Learning to Steer Learners in Games

Authors: Yizhou Zhang, Yian Ma, Eric Mazumdar

ICML 2025 | Venue PDF | Archive PDF | Plain Text | LLM Run Details

Reproducibility Variable Result LLM Response
Research Type Experimental We provide numerical experiments to illustrate the effectiveness of the algorithms in Appendix F. F. Numerical Experiments F.1. Empirical Simulations for Section 6.1 F.2. Empirical Simulations for Section 6.2
Researcher Affiliation Academia 1Department of Computing & Mathematical Sciences, California Institute of Technology, Pasadena, CA 91125, USA 2Halıcıoğlu Data Science Institute, University of California San Diego, La Jolla, CA 92093, USA. Correspondence to: Yizhou Zhang <EMAIL>.
Pseudocode Yes Algorithm 1 Playing Against Ascending Learner ... Algorithm 2 test ... Algorithm 3 Binary Search ... Algorithm 4 Playing Against Mirror Descent ... Algorithm 5 Explore Row
Open Source Code No The paper does not contain any explicit statements about releasing source code or provide links to a code repository.
Open Datasets No The paper describes constructed game instances for its numerical experiments, such as 'Matching pennies' and 'Constructed game instance 1/2', rather than utilizing publicly available datasets.
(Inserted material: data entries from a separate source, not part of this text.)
PR #1092, opened 2026-08-24
Checkpoint Zano catch-up progress and deliver payment ids via integrated addresses

peachbits:
### Technical Design Document

[zano-migration-off-module-queue.md](https://github.com/EdgeApp/react-native-zano/blob/jon/zano-migration-tdd/src/docs/zano-migration-off-module-queue.md)

### CHANGELOG

- [x] Yes
- [ ] No

### Dependencies

EdgeApp/react-native-zano#18 — needs a `react-native-zano` release carrying the
postponed-run support and the `TransferParams.paymentId` removal. The pin here
is still `^0.4.0`; bumping it is a merge step once that PR lands and publishes.

### Description

Addresses the performance regression QA found after the HF6 merge, plus the
HF6 payment-id correctness gap and a set of transaction-query bugs.

Related: #1090 — this branch carries forward the correct parts of that PR and
takes a different approach where that one was incorrect. Left open for now;
no action taken on it.

**Checkpoint catch-up progress every five minutes**

The Zano SDK only writes the wallet file on close, and the refresh worker holds
the per-wallet lock for the whole catch-up scan, so a plain `store` cannot land
until the scan finishes — exactly when it is no longer needed. A wallet weeks
behind that is killed mid-scan therefore persists nothing and re-pays the entire
scan on next launch.

This cycles the wallet through the lifecycle manager on an interval: the close
interrupts the refresh worker at its next block chunk, stores the partial state,
and the reopen resumes from the stored height. Gated on the height having
advanced, so a wallet stalled on a dead daemon does not churn, and guarded by a
store generation so a resync racing the reopen cannot write stale gates back.

**Deliver payment ids by folding them into the destination**

Since HF6 the tx-wide payment id is rejected by the network; ids ride inside
integrated addresses. Exchanges still hand users a plain address and an id
separately, so `makeSpend` now combines them into an integrated address on the
user's behalf when the id is the 8 hex bytes that can be encoded, and refuses
anything else rather than padding or truncating it — a transformed id would not
match the receiver's crediting ledger, turning a loud failure into a silently
lost deposit.

Receive-side parsing is unchanged, so the memo option stays visible for
transaction display. Note `createIntegratedAddress` silently *replaces* the
embedded id if handed an already-integrated address, so the resolver detects
integrated input first and only accepts a matching id.

**Persist synced Zano wallets and run adopted ones**

Stores the wallet file once synced, throttled and height-gated. The adoption
path (recovering an already-open wallet) now explicitly runs it, which the
postponed-run change makes necessary.

**Fix Zano transaction query spin and pending txs**

The paging loop could spin without terminating; it now ends on an empty page,
on no forward progress, or on reaching the end. The mempool sweep moved to after
the paging loop so pending transactions are not repeatedly clobbered by pages
of confirmed history.

**Notify on unconfirmed Zano receives**

Adds an `isTransactionNew` override mirroring `MoneroEngine` and `ZcashEngine`
so unconfirmed receives raise a notification.

### Testing

Unit tests cover the payment-id resolver, the checkpoint gating (including the
resync race), and the query loop.

Beyond that, this was run on device in a three-stage ladder on an account with
four mainnet Zano wallets created April–May 2025, each carrying a ~760k-block
catch-up window. Every stage used the same wallet-file fixture, and the last two
stages are the *same* GUI commit differing only in which packages are installed,
so the comparison isolates these changes.

With the published packages: nothing written to any wallet file across 8.5
minutes and ~72,000 blocks scanned, and the refresh worker sat in
`wallet2::refresh` → `pull_blocks` for 2269 of 2269 thread samples.

With this branch: all four wallets checkpointed at the five-minute mark
(527 bytes → 45–88 KB), staggered a few seconds apart rather than piling up, and
repeated on schedule in the next session. After a hard kill with no clean close,
the scan resumed forward from the checkpoint instead of restarting — roughly
52,000 blocks of scan work preserved per interval. Responsiveness was unchanged;
Zano-attributable mutex waits stayed at 0–1 frames per sample in both stages.

Not covered by that run: the startup freeze path, which needs an account whose
wallets are not already marked in `securityCheckedWallets`, and the legacy→HF6
wallet-file migration, which needs a fixture holding real scan history. Both are
being followed up separately.

Note for anyone debugging this later: a successful checkpoint logs at info, so
it is filtered out by the GUI's `defaultLogLevel: 'warn'` — only the failure
paths surface, which is intended. To watch checkpoints land, lower the level
rather than raising the severity of the message. Note the log *source* for an
engine is `zano-<walletSuffix>` (e.g. `zano-48`), not the bare plugin id, so a
`sources: { zano: 'info' }` override does NOT match — verified on device. Use
`defaultLogLevel: 'info'`, or key `sources` by the exact per-wallet source.

Otherwise the wallet file itself is the evidence: it grows from a few hundred
bytes to tens of KB the first time a checkpoint fires.


src/zano/ZanoEngine.ts
```diff
@@ -402,23 +497,139 @@ export class ZanoEngine extends CurrencyEngine<
...
+      return
+    }
+    if (now - this.lastCheckpointTime < CATCHUP_CHECKPOINT_INTERVAL_MS) return
+    if (walletHeight <= this.lastCheckpointHeight) return
+
+    this.log(
+      `checkpointCatchup: persisting catch-up progress at height ${walletHeight}`
+    )
+    const generation = this.storeGeneration
+    this.nativeId.stop()
```
j0ntz, line 595: **Warning:** the checkpoint closes the native handle out from under any caller that already resolved `nativeId` and is awaiting a native call on it. Before this PR `stop()` only ran on an explicit resync or kill, so no background timer could do that.

`broadcastTx` is the one that costs the user: it resolves `nativeId`, then awaits `transfer`. A wallet still catching up is exactly when a checkpoint is due, so the gap is reachable.

```mermaid
sequenceDiagram
    participant Send as broadcastTx
    participant Mgr as nativeId manager
    participant Sync as syncNetwork
    Send->>Mgr: get() returns id 7
    Send->>Send: await transfer(7, ...)
    Sync->>Mgr: checkpointCatchup calls stop()
    Mgr->>Mgr: close 7, reopen as 8
    Send->>Send: transfer(7) hits a closed handle
```

A `spendPending` flag set around `broadcastTx` that makes `checkpointCatchup` return early would close it, at the cost of deferring one checkpoint.

src/zano/ZanoEngine.ts
```diff
@@ -242,35 +296,76 @@ export class ZanoEngine extends CurrencyEngine<
...
+    // Sweep the mempool last. `get_recent_txs_and_info2` prepends the
+    // wallet's unconfirmed transfers only when the offset is zero, so once a
+    // wallet has any confirmed history the paged catch-up above can never
+    // see a transaction before it is mined: an incoming transfer stays
+    // invisible to the receiver, and the sender has nothing to confirm its
+    // own. Sweeping after the paging rather than before means the pool
+    // snapshot is as fresh as possible -- the loop can run long on a large
+    // catch-up, and a transfer that arrives mid-pass is caught this cycle
+    // instead of next.
+    const pendingPage = await this.tools.zano.getTransactions(nativeId, 0)
```
j0ntz: When the paging loop above ran at offset 0 (a new wallet, or one whose cursor never advances past it), it already fetched and processed this exact page, so the sweep repeats the same RPC and the same `processTransaction` pass on every tick. Guarding with `if (offset !== 0)`, or reusing the page the loop already holds, skips the duplicate.

src/zano/ZanoEngine.ts
```diff
@@ -242,35 +296,76 @@ export class ZanoEngine extends CurrencyEngine<
...
+      const page = await this.tools.zano.getTransactions(nativeId, offset)
+      const transfers = page.transfers ?? []
+      transfers.forEach(this.processTransaction)
 
-      if (offset !== transactions.last_item_index) {
-        this.otherData.transactionQueryOffset = transactions.last_item_index
+      const lastItemIndex = page.last_item_index
+      const totalTransfers = page.total_transfers
+      if (offset !== lastItemIndex) {
+        this.otherData.transactionQueryOffset = lastItemIndex
```
j0ntz, line 365: Not introduced here: A `resyncBlockchain` that lands while the `getTransactions` above is in flight has already emptied the cache and zeroed the cursor, and this write puts the stale high cursor back, so the cleared history is never re-fetched. The pre-PR loop had the same window. The `storeGeneration` guard you added for the store gates would close it here unchanged, if you want it while you are in this function.

src/zano/ZanoEngine.ts
```diff
@@ -402,23 +497,139 @@ export class ZanoEngine extends CurrencyEngine<
...
   // // ****************************************************************************
 
   async resyncBlockchain(): Promise<void> {
     this.needsNativeStorageClear = true
+    // The rebuilt wallet re-earns every height, so the store gates must not
+    // carry over: left in place they would skip the first store at the
+    // re-reached tip, and a kill in that window re-pays the full rescan.
+    this.lastStoreTime = 0
+    this.lastStoreHeight = 0
+    this.lastCheckpointTime = 0
```
j0ntz: These two lines are `resetCatchupCheckpoint()`. Calling it keeps the reset in one place, so a later gate field does not have to be remembered in two.

test/zano/ZanoEngineQueryTransactions.test.ts
```diff
@@ -0,0 +1,285 @@
...
+interface TestEngine {
+  engine: ZanoEngine
+  /** Every transaction event the engine handed to the core, in order. */
+  events: EdgeTransactionEvent[]
+  queryTransactions: () => Promise<void>
+  requests: number[]
+  storedTx: (txid: string) => EdgeTransaction | undefined
+}
+
+async function makeEngine(
```
j0ntz, line 119: `makeEngine` here is the same callbacks / engine-options / `PluginEnvironment` block as `ZanoEngineCheckpoint.test.ts`, differing only in the fake `tools` and `nativeId` tail. `test/fake/` already holds `FakeTools.ts` and `fakeLog.ts`, so a shared factory there would keep the next `EdgeCurrencyEngineOptions` change from breaking two near-identical copies.

j0ntz (commented):
Reviewed alongside EdgeApp/react-native-zano#18. Nothing I found blocks the merge, and the one warning below is the item worth acting on before this ships. The checkpoint mechanism and the integrated-address payment-id resolution both read correctly to me, and `resolvePaymentIdDestination` handling the already-integrated case before `createIntegratedAddress` is the right order given that function silently replaces an embedded id.

Separately, two commit subjects are over the 50-character Edge limit that Paul enforces in review: `fixed: (Zano) Checkpoint catch-up progress every five minutes` (61) and `fixed: (Zano) Deliver payment ids by folding them into the destination` (70).

j0ntz:
The design doc for this work is now in EdgeApp/react-native-zano#19, rewritten to describe what ships here rather than the first round.

Section 6 covers this repo: the store gates and the `storeGeneration` guard, `checkpointCatchup` and why a plain `store` cannot land mid-scan, the query loop's two SDK properties, the `isTransactionNew` override, and the integrated-address payment-id rules. Section 8's phase 8 records what changed against #1090, and section 9 carries the two new decisions (checkpoint by closing, refuse a payment id that will not fit).

The doc lived only on `jon/ios-perf-zano-xmr` in react-native-zano until now, and that branch goes away with #17.

j0ntz:
Pushed `e64142b7` here, which is new scope rather than a review response: the confirmation count QA reported (the app showing "9 of 10 Confirmations" on a transaction the explorer put at 7).

The cause is a unit mismatch in `syncNetwork`, and it pre-dates this branch (`master:src/zano/ZanoEngine.ts:387-390` has the same shape), so nothing already here could have taken it. The wallet status reports `current_wallet_height` from `get_top_block_height()`, which is `m_local_bc_size - 1`, a block height; `current_daemon_height` is the daemon's `getinfo` height, which counts blocks. Probing the plugin's own node at 37.27.100.59:10500: `getinfo` answered 3831817 while `getlastblockheader` put the tip block at 3831816. Taking `Math.max` of the two therefore put a synced wallet one block past the tip, and both confirmation formulas are `walletBlockHeight - txBlockHeight + 1`, so every count read one high and a transaction reached confirmed a block early. The explorer showing depth rather than confirmations is the second unit of the reported gap.

The fix converts the count to a height once, floored at zero for a disconnected daemon, and uses it for the block height and the sync-progress detail. `test/zano/ZanoEngineBlockHeight.test.ts` covers it: against the previous engine those cases fail with `expected 3000001 to equal 3000000` and `expected 2 to equal 1`.

src/zano/ZanoEngine.ts
peachbits: Done -- `spendPending` wraps the whole of `broadcastTx` (set before the nativeId resolve, cleared in a finally), and `checkpointCatchup` defers while it is set without touching its gates, so it fires on the first tick after the spend clears instead of waiting out a fresh interval. Tested, including the fires-next-tick half.

src/zano/ZanoEngine.ts
peachbits: Done -- the sweep is skipped when the loop's final page was offset zero, since that fetch already carried the unconfirmed transfers. A test pins exactly one fetch for a wallet whose cursor sits at zero.

src/zano/ZanoEngine.ts
peachbits: Took the suggestion -- `queryTransactions` captures the generation up front and bails after any fetch a resync raced, so neither the stale page nor the old cursor lands. The test models the resync inside the fetch.

src/zano/ZanoEngine.ts
peachbits: Done.

test/zano/ZanoEngineQueryTransactions.test.ts
peachbits: Done -- `test/fake/fakeZanoEngine.ts` owns the boilerplate now; both engine test files consume it (the query test passes an `onTransactions` hook, the checkpoint test attaches its recording nativeId stub).

peachbits:
Both flagged subjects reworded (42 and 45 characters).

j0ntz:
## 📸 Test evidence: confirmation count, before and after

**confirmation count**

confirmation count

**prefix count**

prefix count

j0ntz (approved):
Ensure fixups squash correctly, they're not `fixup!` tagged

PR #1095, opened 2026-08-27
Fix the Zano sync ratio and read HF6 history

peachbits:
### CHANGELOG

- [x] Yes
- [ ] No

### Dependencies

EdgeApp/react-native-zano#20 — the final commit reads history through the
`get_recent_txs_and_info3` support added there. `react-native-zano` is
temporarily pinned to that branch's commit hash in `devDependencies` so CI
builds against it; the pin moves to the released version once
react-native-zano publishes.

### Description

Fixes three defects in the Zano sync ratio, found while verifying the
Android checkpoint work. All three shipped in 4.89.0; the GUI's
`WalletSyncCircle` animates whatever the engine sends — it neither clamps
nor ratchets — so each was user-visible.

**Commit 1 — the history ratio was computed upside down.**
`queryTransactions` reported `total_transfers / last_item_index`, the
reciprocal of the fraction fetched, so a wallet with more than one page of
history pushed unclamped ratios above 1 that shrank toward 1 as pages
loaded. A ratio past the circle's done threshold fades it out as fully
synced while the fetch is still running. The loop's break conditions
guarantee the corrected fraction stays inside (0, 1); wallets whose history
fits one page never hit the update, which is why it went unseen.

**Commit 2 — the ratio latched at 1 on startup, and saw-toothed if it did
not.**

*The latch:* the synced branch keyed on the SDK's `wallet_state`, which
reads "ready" from open until the refresh worker's first pass and again
between passes (`wallets_manager.cpp` sets it at `init_wallet_entry`; only
the worker flips it). One 1-second poll landing in that window read a
freshly restored wallet — weeks of blocks behind — as fully synced: the
blended ratio hit exactly 1, `syncComplete` latched, and every later update
was suppressed for the life of the engine. Reproduced live on an emulator:
a rebuilt wallet scanned for six minutes with no sync circle and zero
sync-status events while its first catch-up checkpoint landed on schedule.
The spurious synced pass also reset the checkpoint gates and issued a store
mid-scan. Sync is now judged by heights alone, with a zero daemon height
treated as "not connected" rather than as a tip the wallet has passed.

*The sawtooth:* the catch-up branch forwarded the SDK's `progress`, which
restarts at zero on every refresh pass (`wallet2::refresh` resets
`m_last_sync_percent` and rebases its start height on entry) — that is,
after every checkpoint reopen and every reconnect — and only measures the
remaining gap. With the latch fixed, the circle would visibly wind backward
every few minutes of a long sync. The ratio is now measured against the
height where the catch-up episode began, which is stable across restarts,
and rebases when a resync drops the wallet below it.

**Commit 3 — measure a new wallet's catch-up from its birthday.**

The episode baseline in commit 2 can be captured before the wallet's first
pull, and a freshly restored wallet reports height ~0 until that pull skips
straight to the account birthday — so the baseline could read the skip
itself as most of the work: a birthday of 75,000 against a tip of 100,000
showed ~75% the moment the skip landed. The work to be done is
birthday-to-tip: that moment is 0%, and reaching 80,000 is 20% (which is
also what the SDK's own meter reported before checkpointing, since it
rebases its session start to the birthday).

The baseline now chases the wallet height while the SDK's session progress
reads zero and freezes at the first tick of nonzero progress. The birthday
skip happens entirely inside the progress-zero window — the SDK's meter
starts at the birthday too — so the frozen baseline lands at the birthday,
within 1% of the gap (session progress is an integer percent). Checkpoint
reopens reset session progress, but the frozen flag holds, so the baseline
never rebases mid-episode. Resumed wallets are unaffected: nothing to skip,
and the ratio keeps measuring the remaining work.

**Commit 4 — read history from the HF6 endpoint, with payment id memos.**

Rides the react-native-zano switch to `get_recent_txs_and_info3`. The old
endpoint reported only the deprecated transaction-wide payment id — an
empty string for everything sent since HF6, which also attached a blank
`Payment ID` memo to every Zano transaction — and its legacy serializer
refuses entries carrying more than one distinct per-output id. Amounts are
now summed across the per-payment-id groups (one Edge transaction per
asset, exactly as before), each distinct non-empty id becomes a hex
`Payment ID` memo, and the empty-id group — where a sender's own spent
inputs and change always land — produces none. A sent transaction keeps
the memos it was saved with at broadcast: its own history entry cannot
carry the recipient's id, and the rebuild used to replace the stored
record wholesale, erasing the id within seconds of the first mempool
sweep.

Verified with a live on-chain spend between two wallets carrying payment
id `a1b2c3d4e5f60718`: the receiver's entry delivers the id verbatim as a
hex group before and after confirmation and it renders as the deposit's
`Payment ID` in transaction details, extracted purely from the chain; the
sender's entry nets its spend in the empty-id group with the recipient's
id structurally absent, and the saved memo survives every history rebuild
including the confirmation update.

**Verification.** Eight new unit tests: the history fraction climbs and
never passes 1; a fresh wallet's ready state is not read as synced; the
ratio is monotonic across restarts that reset SDK progress; a new wallet
measures from its birthday (heights 1 → 75,000 → 80,000 → 87,500 assert
ratios 0, 0, 0.2, 0.5); synced is reported exactly when the wallet reaches
the tip and a later block burst baselines a fresh episode; a resync
rebases; a disconnected daemon is not synced; a deposit's intrinsic
payment id becomes its memo while the empty-id group produces none. Full suite green. The latch
was demonstrated on-device before the fix; a post-fix on-device trace is
pending QA hardware (the test emulator's network stack gave out).

---

> [!NOTE]
> **Medium Risk**
> Changes Zano sync UX logic and transaction memo/history parsing on a privacy coin engine; behavior is heavily unit-tested but affects long syncs and HF6 payment-id display.
> 
> **Overview**
> Fixes **Zano sync progress** reporting and switches history to the **HF6** API, with **`react-native-zano` ^0.5.1**.
> 
> **Sync ratio:** Catch-up progress no longer trusts the SDK’s transient “ready” state or session `progress` (which reset on checkpoint/reconnect). **Synced** is decided from **wallet vs daemon height**; catch-up uses an **episode baseline** that chases the wallet through the birthday skip, stays monotonic across checkpoint restarts, and resets via `resetCatchupState`. **History paging** now reports `fetched / total` instead of the inverted fraction that could exceed 1 and hide the sync circle mid-fetch.
> 
> **History / memos:** Amounts and **payment IDs** come from `subtransfers_by_pid` (via `get_recent_txs_and_info3` in the native module). Non-empty per-output IDs become hex **`paymentId`** memos; empty groups no longer add bogus IDs. **Outgoing** txs **preserve broadcast-time memos** when history rebuilds would drop the payment id (`findSavedMemos`).
> 
> **Tests:** New `ZanoEngineSyncRatio.test.ts` plus coverage for payment-id memos and history ratio behavior.
> 
> <sup>Reviewed by [Cursor Bugbot](https://cursor.com/bugbot) for commit 879319d74b714ef1cfa1d0d7fcc3cfcc9fb93820. Bugbot is set up for automated code reviews on this repo. Configure [here](https://www.cursor.com/dashboard/bugbot).</sup>


src/zano/ZanoEngine.ts
```diff
@@ -528,8 +564,41 @@ export class ZanoEngine extends CurrencyEngine<
...
+      // reopen, and on reconnects -- and only measures the remaining gap,
+      // so it saw-toothed the GUI's circle backward every few minutes. The
+      // height where this episode began is stable across all of that. A
+      // resync drops the wallet below the baseline, so rebase when it does:
+      if (
+        this.catchupStartHeight < 0 ||
+        this.catchupStartHeight > status.current_wallet_height
+      ) {
+        this.catchupStartHeight = status.current_wallet_height
+        this.catchupBaselineFrozen = false
```
j0ntz, line 624: **Warning:** a checkpoint reopen can rebase and unfreeze the baseline mid-episode, which the comment just below says cannot happen.

That comment ends "Checkpoint reopens reset session progress to zero, but the frozen flag holds, so the baseline never rebases mid-episode." It holds only while the wallet height never dips. `checkpointCatchup`'s own docstring prices its restart at "one re-fetched block chunk", so the reopened wallet can report a `current_wallet_height` below where it was before the close. If that lands below a frozen baseline, this branch fires, lowering the baseline and clearing `catchupBaselineFrozen`.

The unfreeze is the expensive half. Session progress is also zero right after a reopen, so the chase below re-engages and absorbs every block scanned until progress ticks back to 1 percent of the remaining gap, reporting ratio 0 the whole time. On a slow chain that is thousands of blocks, which is the case `SYNC_STATUS_INTERVAL_MS` in `WeightedSyncTracker` was written for.

The window is narrow: it needs the interval's scanning to have advanced less than one re-fetched chunk. Keeping `catchupBaselineFrozen` set when the dip is small, or distinguishing a resync (height collapses toward the birthday) from a chunk-sized dip, would close it.

src/zano/ZanoEngine.ts
```diff
@@ -528,8 +564,41 @@ export class ZanoEngine extends CurrencyEngine<
...
+          this.catchupBaselineFrozen = true
+        } else if (status.current_wallet_height > this.catchupStartHeight) {
+          this.catchupStartHeight = status.current_wallet_height
+        }
+      }
+      const scanned = status.current_wallet_height - this.catchupStartHeight
+      const target = daemonBlockHeight - this.catchupStartHeight
       this.syncTracker.updateBlockRatio(
-        status.progress / 100,
+        target > 0 ? scanned / target : 0,
```
j0ntz: **Suggestion:** `MoneroEngine` already has this baseline, with a clamp this version drops.

`src/monero/MoneroEngine.ts:616-665` captures a `syncStartHeight` on the first catching-up tick and computes `(syncedHeight - syncStartHeight) / (networkHeight - syncStartHeight)`, guarded the same way on a positive range, but wrapped in `Math.max(0, ...)` with the reason inline: "Clamp to 0 so a reorg (syncedHeight < syncStartHeight) can't feed a negative ratio into the weighted sync tracker."

Here non-negativity rests entirely on the rebase check above running before this line on every tick. Nothing states that ordering, so an edit that moves the computation up, or adds an early return between them, feeds a negative ratio straight into the tracker. `Math.max(0, ...)` costs nothing and makes the invariant local.

The two engines now solve the same problem twice, with Zano adding the birthday-skip freeze on top. Extracting a shared `src/common/` helper is worth doing once a third SDK needs it, not necessarily in this PR.

src/zano/ZanoEngine.ts
```diff
@@ -117,6 +117,29 @@ export class ZanoEngine extends CurrencyEngine<
...
+  private catchupStartHeight: number = -1
+
+  /**
+   * Whether `catchupStartHeight` has stopped chasing the wallet height for
+   * this episode. Set on the first tick where the SDK reports nonzero
+   * session progress -- real scanning, as opposed to the birthday skip,
+   * which happens entirely inside "progress 0" territory because the
+   * SDK's own meter starts at the birthday too.
+   */
+  private catchupBaselineFrozen: boolean = false
```
j0ntz, line 151: **Suggestion:** two lifecycle gaps in this episode state, both minor.

1. `resyncBlockchain` resets `lastStoreTime`, `lastStoreHeight`, and the checkpoint gates for the reason its comment gives ("The rebuilt wallet re-earns every height, so the store gates must not carry over"), but not these two fields. The rebase check usually covers it, since the rebuilt wallet restarts at or below the old baseline. It stops covering it when the rebuild does not happen: `deleteWallet` in the lifecycle manager's `onStart` logs its error rather than surfacing it, so the wallet can reopen at the pre-resync height with a stale frozen baseline still driving the ratio. Adding these two to that reset block makes it unconditional and matches the comment already there.

2. Nothing persists these fields, so an app relaunch mid-catch-up baselines at the resumed height and the ratio restarts near zero even though the scan is genuinely half done. Not a regression, since `status.progress` was session-scoped too, but `otherData` already persists `transactionQueryOffset`, and the CHANGELOG's birthday example ("a birthday of 75,000 against a tip of 100,000 starts at 0%") only reads true on the first launch. Fine as a follow-up.

j0ntz (commented):
The inverted history ratio and the heights-only synced test both look right to me. The notes below are all on the catch-up baseline's lifecycle.

src/zano/ZanoEngine.ts
peachbits: Good catch, and the comment was the wrong half. Fixed in 6e4224dd: only a drop of more than `CATCHUP_EPISODE_MAX_DIP` starts a new episode, so a chunk-sized dip keeps both the baseline and the freeze.

I took the threshold from the SDK rather than inventing one. `wallet2` re-scans a reorg in place via `detach_blockchain` up to `WALLET_CONCISE_MODE_MAX_REORG_BLOCKS` (`CURRENCY_BLOCKS_PER_DAY * 7`, and `DIFFICULTY_TOTAL_TARGET` is 60s, so 10,080 blocks); past that it sets `wallet_reset_needed` and abandons the chain, which is exactly the case that deserves a new episode. A checkpoint reopen re-fetches at most one chunk, far inside it.

Worth adding: I could not find a path where a checkpoint reopen actually lowers the height. The store waits on the per-wallet lock the worker holds for the chunk, so it persists a completed chunk boundary at or above anything we polled, and the reopen loads that. The dip that does reach this branch is a reorg. Either way the branch now handles it.

src/zano/ZanoEngine.ts
peachbits: Added the clamp, with a comment pointing at the same reason MoneroEngine gives. Agreed the invariant should be local rather than depending on the rebase check running first.

Left the shared helper alone for now, per your own suggestion -- Monero measures from a plain first-tick baseline while Zano adds the birthday chase and the episode threshold on top, so the shapes have not converged yet. A third SDK is the right trigger.

src/zano/ZanoEngine.ts
peachbits: (1) Fixed. `resetCatchupCheckpoint` is now `resetCatchupState` and clears the baseline alongside the gates, so the synced path and `resyncBlockchain` both get all four fields and a new field cannot be added to one caller and forgotten in the other. That closes the silent-`deleteWallet` case you describe, where the wallet reopens at its pre-resync height.

(2) Agreed, and left as the follow-up you suggest. Persisting the baseline in `otherData` needs a little thought about what it means after a gap -- a wallet resumed hours later has a genuinely different amount of work to do than when the episode started -- so I would rather size that separately than bolt it onto this PR. You are right that the CHANGELOG example only reads true on the first launch; the entry now leads with the birthday case rather than implying it survives a relaunch.

j0ntz: Link/create followup task

j0ntz: https://app.asana.com/1/9976422036640/project/1213880789473005/task/1217559756673909?focus=true

j0ntz (approved):
Just fix the double dashes `--` in the committed code. Can just do a single dash `-`

src/zano/ZanoEngine.ts
```diff
@@ -429,7 +461,15 @@ export class ZanoEngine extends CurrencyEngine<
...
       }
-    } else {
+    }
+    for (const paymentId of paymentIds) {
+      memos.push({
+        memoName: 'Payment ID',
+        type: 'hex',
+        value: paymentId
+      })
+    }
```
j0ntz, line 471: **Suggestion:** `'Payment ID'` should be `'paymentId'`, and `'Comment'` on line 436 should be `'comment'`.

The GUI keys memos by the `memoOptions` name, not by a display string. `TransactionDetailsScene.tsx:625` renders `getMemoTitle(memo.memoName)`, which is `memoTitles[memoName] ?? memoName`, and that map in `util/memoUtils.ts` is keyed `comment`, `paymentId`, `destination tag`, `memo`, `note`, `op_return`. Neither `'Payment ID'` nor `'Comment'` is a key, so both fall through to the raw string. It looks right in English only because `memo_payment_id_title` is itself "Payment ID"; every other locale shows English on Zano transactions.

Using the `memoOptions` names also settles the divergence this commit's carry-forward otherwise creates. `findSavedMemos` returns the broadcast-time array, whose names come from `makeSpend` reading `currencyInfo.memoOptions`, so they are already `paymentId` and `comment` (`zanoInfo.ts:186-187`). As written, a send that takes the carry-forward renders localized while a receive next to it in the same wallet renders English.

The `Comment` half pre-dates this PR, so this is not a regression it introduced. The Payment ID emission is being rewritten here anyway, and the fix is the same two words.

j0ntz (commented):
Re-reviewed at 2677014. The three earlier findings are all addressed, and the baseline rewrite reads correct to me: the episode threshold, the clamp, and `resetCatchupState` covering all four fields from both callers.

One note below, plus one with no line to hang it on: the mempool-sweep comment at `ZanoEngine.ts:407` still names `get_recent_txs_and_info2`, the endpoint this PR retires.

j0ntz (approved):

src/zano/ZanoEngine.ts
```diff
@@ -491,6 +542,22 @@ export class ZanoEngine extends CurrencyEngine<
     }
   }
 
+  /**
```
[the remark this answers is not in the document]
peachbits: Valid finding, and correctly diagnosed on both halves: `addTransaction`'s update condition compares blockHeight, networkFee, nativeAmount, `otherParams.lastSeenTime` and date, so a memo-only difference takes the "no update" branch, and `queryTransactions` only walks forward from `transactionQueryOffset`. Not fixing in this PR.

Two corrections to the blast radius. The mempool sweep re-fetches offset 0 every tick, and that page carries the oldest ~100 confirmed entries alongside the unconfirmed ones, so for any wallet under ~100 transactions the older history *is* re-presented every tick - it just does not update, for the memo-diff reason above. So the accurate statement is "replayed but not updated" rather than "never replayed", with the same end state.

And the blank `Payment ID` memo only exists on rows written by a previous build; it came from the old `payment_id != null` guard against a field that was always present as `""`. Nothing processed by this build gets one. So this is stale stored rows, not new breakage - though the PR description's claim that the empty memo "is gone" is true going forward only, which is the fair core of this.

Declining the fix deliberately: widening the shared `addTransaction` comparison to include memos would change update semantics for every currency in the repo to serve one chain's backfill, and a Zano-only migration that rewinds `transactionQueryOffset` would re-pay a full history walk for a cosmetic gain. The residue is an empty memo row on pre-upgrade transactions and missing intrinsic ids on pre-upgrade deposits, both of which self-correct on any resync.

No links or citations to open datasets are provided.
Dataset Splits No The paper conducts numerical simulations using constructed game instances, rather than working with traditional datasets that would require explicit training/test/validation splits.
Hardware Specification No The paper discusses 'Numerical Experiments' and 'Empirical Simulations' but does not provide any specific details about the hardware (e.g., GPU/CPU models, memory) used to run these experiments.
Software Dependencies No The paper mentions methods like 'Online Gradient descent (OGD)' and 'Stochastic Mirror descent with KL regularizer', and refers to a step size 'ηt = η0/√t', but it does not specify any software libraries, frameworks, or their version numbers that were used for implementation.
Experiment Setup Yes For Binary Search, we set the accuracy margin d = 0.01. For each pure strategy of the optimizer, we set the number of steps for exploration to be k = 50. For all experiments in this section, we assume the learner is using Online Gradient descent (OGD) with step size ηt = η0/√t. For the purpose of properly displaying the interaction and learning process, we choose different η0 for different game instances.